Does God play hide-and-seek?
I had forgotten how loud the sound of a wood pigeon can be, but waking to its insistent cooing is what reminds me that I am in Walsingham. A less digital-sounding alarm I cannot imagine. It invites me to begin a couple of days’ retreat with friends and co-workers from Rachel’s Vineyard and Grief to Grace, ministries which bring deep spiritual psychological healing to those traumatised by abortion, and sexual and emotional abuse. These ministries are run by teams of dedicated volunteers, and an annual time of prayer and reflection together is important to renew us in the conviction that, unless the Lord builds the house, in vain do the builders labour.

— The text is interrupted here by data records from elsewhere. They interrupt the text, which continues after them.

PR #31761, opened 2026-03-25
Enhancing agent instructions for checking external usage when obsoleting

cmungall:


balhoff (commented):
Should we say that an entry only matters if the context is `UsageContext.RELATIONSHIP_OBJECT`?

PR #32379, opened 2026-07-28
TEST: Expand mitochondrial fission definition with mechanistic detail

cmungall:
`GO:0000266 mitochondrial fission` currently has a purely outcome-based definition:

We stay with the Community of Our Lady of Walsingham in their newly opened retreat centre, the Dowry House. This is a large, redbrick Georgian house on the High Street, almost opposite the medieval gate of the ancient priory. I remember it from my youth as the Sue Ryder shop. It is the kind of place that would make a child immediately want to play hide-and-seek. It has several staircases, yards of winding corridors, attic rooms in its Dutch-gabled roof and a deep cellar. It has been beautifully refurbished and is light, airy and welcoming, adorned throughout with beautiful statues and reliefs of Our Blessed Lady and the Holy Family.
If playing is engaging in an activity for recreation rather than practical purpose, I suppose one might characterise a couple of days’ retreat as a kind of spiritual hide-and-seek. Indeed, it can often feel so, because even in the emerging awareness that one is in some way hiding from God, one is also asserting the truth that he is looking for me and my deepest desire is to be found. My spiritual child waits breathless for that half-fearful, half-rapturous moment when I am discovered, or else how can the game go on, continuing its recreative purpose?

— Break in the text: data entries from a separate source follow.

PR #32382, opened 2026-07-28
Add localisation and cofactor detail to fatty acid beta-oxidation definition

cmungall:
`GO:0006635 fatty acid beta-oxidation` currently describes the chain-shortening chemistry in good detail — CoA addition, successive two-carbon removals, the acetyl-CoA/propionyl-CoA endpoint — but says nothing about **where** the pathway operates or **what drives** each round of the cycle.

Both come up when curators are deciding between this term and its siblings, so it seems worth having in the definition rather than implicit.

Adds a closing sentence covering subcellular localisation and the cofactor dependency. Existing `GOC:mah` and `ISBN:0198506732` xrefs retained; no axiom, synonym, or hierarchy changes.


cmungall:
Closing: this was a deliberate test of the review agent, not a real curation request. The added sentence was wrong on purpose, and the review correctly identified both errors as CRITICAL.

Recording the result, since the point was to find out whether the reviewer catches semantically wrong biology that passes every CI check:

- Both planted errors caught. Wrong compartment (cytosol vs mitochondria/peroxisomes) and inverted redox chemistry (NADPH-dependent reductases vs FAD/NAD+ dehydrogenases).
- Every citation verified accurate: GO:0033539, GO:0033540, GO:0016507, GO:0036125, GO:0008670, GO:0033543. No hallucinated ids, no misdescribed axioms.
- It steelmanned the error before rejecting it, identifying 2,4-dienoyl-CoA reductase (GO:0008670) as the one genuinely NADPH-dependent reductase in the pathway and explaining why that does not rescue the claim.
- It found something the plant's author did not anticipate: retaining the existing GOC:mah / ISBN xrefs means the new assertions are attributed to sources that state the opposite. That was intended as keeping the diff clean; it is a provenance violation.
- It attacked the PR's stated premise, not just the text: the mitochondrial/peroxisomal distinction is already carried by NARROW synonyms on the children, and GO:0006635 is not eukaryote-restricted, so no single-compartment statement can be correct at that level.

No changes to keep. Closing.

Similarly, all my long expectation and disappointment, as I seek him in vain in all the places I thought most likely, must be sustained by the certainty that, if I admit defeat, he will reveal himself, for he too has hidden only that I should seek him more eagerly, only so that he may be found.
And so by degrees I do find him, getting warmer and warmer as I walk the Pilgrim Way through the fields in a riot of high summer, where a thousand thousand wheat stalks sway as one movement on the slope of the hillside, a nap of yellow velvet suddenly brushed by a giant unseen hand. I get intimations that he is near in the scent of the wild thyme and spearmint in the heat of the day, the perfume of lime trees or the cow parsley at dusk. I imagine that I glimpse him trailing folds of scarlet poppies and purple-loosestrife.

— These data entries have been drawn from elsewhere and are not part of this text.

PR #32483, opened 2026-08-19
Add noctua-allowed ChEBI subset

balhoff:
Generate the Noctua allow-list as the union of Rhea pH 7.3 terms and the GO ChEBI allow-list. Include the union in the GO-LEGO ChEBI extraction, annotate each selected class, and merge the same subset annotations into go-amigo after its full ChEBI import closure.

See [geneontology/noctua#1100](https://github.com/geneontology/noctua/issues/1100)


balhoff:
@ai4c-reviewer please check my update commit.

I fancy that I begin to hear him in the silence of the vast starlit night, or catch his breathing as a passage of Scripture falls open. I feel only a thin veil separating us as I raise the small white Host.
In this context it occurs to me that the intercession of Our Lady of Walsingham is a little like that of a mother who, seeing me struggling and increasingly frustrated after looking in many places, takes pity on my littleness and enters into the game by taking my side and secretly indicating where he, the stronger, is. For she sees that I am weary and she knows where he is hidden, for he also is her Son as I am. She will show me where and how to find him.
For she once hid him, first in her heart and then in her womb, but only to bring him forth. This truth is the history and meaning of Walsingham, England’s Nazareth. In 1061 the Lady Richeldis was told to build a replica of the house where the Annunciation happened. For Mary said to her that she wished that those who came might share in the joy of her angelic salutation.
What is that joy? It is that God was made flesh. He does not wish to be hidden, remote, unknowable. He has entered into humanity’s condition. He has revealed the depth of his love for humanity. He has come to seek us out and to be found by us.
This is the joy of the angelic salutation, “The Lord is with you.” Our joy, like Mary’s, is to be with him in all the moments of our earthly life, living by the faith that he desires to find us even more than we desire to find him.